══ Raw data

PR #3128, opened 2026-08-28
feat(installer): one-click installer for the flagship agent, on every platform we ship

kovtcharov:
Getting the GAIA agent today means downloading a bare `gaia-tui` binary with no `PATH` entry, no agent behind it and no local model server — or having Node.js on hand for `npx`. This adds a real installer: one file per platform carrying the terminal UI, the frozen agent sidecar, and on Windows Lemonade Server. The download button on amd-gaia.ai points at it automatically, and falls back to today's raw binary until a release actually carries one.

It also fixes two live bugs found while testing the button: **macOS visitors on Safari got no download button at all** (roughly half of Mac traffic — Safari reports no architecture and every Mac claims "Intel"), and **iPads were being handed a `.dmg`**.

Nothing is compiled here. The payload is the *published* `@amd-gaia/gaia` package: CI reads `binaries.lock.json` from npm, downloads the two binaries it pins, and re-verifies both SHA-256 digests before packaging — so the installer, `npx`, and a raw hub download deliver byte-identical binaries.

## Test plan

- [ ] `cd website && npx astro check && npm test && HUB_CATALOG_URL=https://hub.amd-gaia.ai npx astro build` — the three steps `website-ci.yml` runs (68 tests)
- [ ] `python -m pytest tests/unit/test_installer_fetch_payload.py` — 12 refusal paths of the payload stager
- [ ] `python util/check_doc_links.py --internal-only`
- [ ] **Build Flagship Installers** — the new workflow. Its four smoke jobs are the real gate: the `.deb` installs / runs / uninstalls clean, the AppImage runs under Ubuntu 22.04+24.04, Debian 12 and Fedora 41, the DMG mounts, and the Windows installer installs and uninstalls silently. Each re-verifies the *shipped* binaries against the lock.
- [ ] Manual, on a real Mac: confirm the button offers both Mac builds in Safari and the correct single build in Chrome.

## Not yet proven

The macOS and Linux packaging scripts have never executed — no runner was available while writing them, so their first real run is this PR's CI. Windows was built and installed by hand. Treat a green run here as their first evidence, not a regression check.

Signing is still absent on both platforms (see `docs/plans/flagship-installer.mdx` §9.2). The scaffolding is wired and skipped-with-a-warning when secrets are absent; Windows needs `.signpath/policies/gaia.policy` extended to name this workflow, macOS needs an Apple Developer ID that does not exist yet.


kovtcharov-amd:
This PR and #3125 build the same installers. #3125 merged about an hour after this branch was last pushed, and it already ships a Windows NSIS installer, a macOS package, and a Linux `.deb` — with smoke tests that install, run and uninstall on all three. This branch builds its own set alongside them.

Git will not warn about it. The two use disjoint filenames (`fetch_payload.py` vs `fetch_sidecar.py`, `installer.nsi` vs `gaia-setup.nsi`, `build-flagship-installers.yml` vs `tui_installers.yml`), so a rebase merges **clean** and main quietly ends up with two of everything. Only three files actually conflict.

That would ship real breakage, not just duplication:

- **Two Debian packages both named `gaia`**, one installing to `/usr/bin` and one to `/opt/gaia/bin` with symlinks. Same package name, different layouts.
- **Two Windows installers** with different install directories and different registry keys, so a user can install both and end up with two `gaia-tui.exe` on PATH and two entries in Add/Remove Programs.

So the parts of this branch worth keeping are the ones that do not overlap, and they are now open separately:

- **#3146** — the one-line installer also installing the agent sidecar. This was the genuinely independent win here: `curl … | sh` was leaving a terminal hub with no agent behind it. Verified end-to-end in a cold container on Linux and Windows, including that a tampered digest aborts with nothing written.
- **#3144** — the macOS download-button fix. Worth separating because it repairs a bug that is **live on main right now**: Mac detection reads `maxTouchPoints > 0` as "Apple Silicon", but every Mac reports 0 and only iPads report 5, so Safari visitors get no install button and iPads are offered a Mac package. This branch had it right; main does not.

My suggestion is to close this in favour of those two, and open anything still wanted from here — the AppImage target and the Windows PATH prepend are the two things #3125 genuinely lacks — as a change to #3125's builder rather than a second one.

Two things I could not do: I have no push access to the fork this branch lives on, so I could not reduce it in place. And its green CI is misleading — it ran at 08:02Z against a base that predates #3125, and the unit-test job was skipped, which is why the five test failures this branch introduces never showed up.

<details>
<summary>🔍 What overlaps, file by file</summary>

| Job | main (via #3125) | this branch |
|---|---|---|
| Fetch + verify payload | `fetch_sidecar.py` + `artifacts.py` | `fetch_payload.py` |
| Windows | `nsis/gaia-setup.nsi` + `build-setup.sh` | `nsis/installer.nsi` + `build.ps1` + `pathmgr.ps1` |
| macOS | `macos/build-pkg.sh` → `.pkg` | `macos/build-dmg.sh` → `.dmg` |
| Linux | `linux/build-packages.sh` → `.deb` + `.rpm` | `build-deb.sh` + `build-appimage.sh` |
| Workflow | `tui_installers.yml` | `build-flagship-installers.yml` |

Install-target collisions: `InstallDir "$LOCALAPPDATA\Programs\GAIA Terminal Hub"` with `HKCU Software\GAIA\TerminalHub` on main, against `$LOCALAPPDATA\Programs\GAIA` with `HKCU Software\GAIA` here. Both `.deb` control files declare `Package: gaia`.

The five failing tests are all in `tests/unit/installer/test_install_scripts_terminal_hub.py`, which this branch never updated after refactoring the code it asserts against. They are fixed in #3146.

`docs/guides/install-agent.mdx` and `docs/plans/flagship-installer.mdx` describe `.dmg`, `.AppImage` and `/opt/gaia/bin` throughout, so they document the system being dropped rather than the one on main.
</details>

kovtcharov-amd:
Closing as superseded: everything here that main didn't already get from #3125 has been split into #3144 (the Mac install-button fix) and #3146 (the one-line installer), both of which are green — keeping this open would ship a second installer per platform alongside #3125's.

Two things worth carrying forward rather than losing with this PR: the AppImage target and the Windows PATH prepend that shadows a stale pip-installed `gaia-agent`. Neither exists in #3125, and both are better added to its builder than resurrected as a parallel installer system.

════

> **How to complete this task**
Each line that contains the string "genuinely" should be copied from the data above.

> **Worked solution**
- **#3146** — the one-line installer also installing the agent sidecar. This was the genuinely independent win here: `curl … | sh` was leaving a terminal hub with no agent behind it. Verified end-to-end in a cold container on Linux and Windows, including that a tampered digest aborts with nothing written.
My suggestion is to close this in favour of those two, and open anything still wanted from here — the AppImage target and the Windows PATH prepend are the two things #3125 genuinely lacks — as a change to #3125's builder rather than a second one.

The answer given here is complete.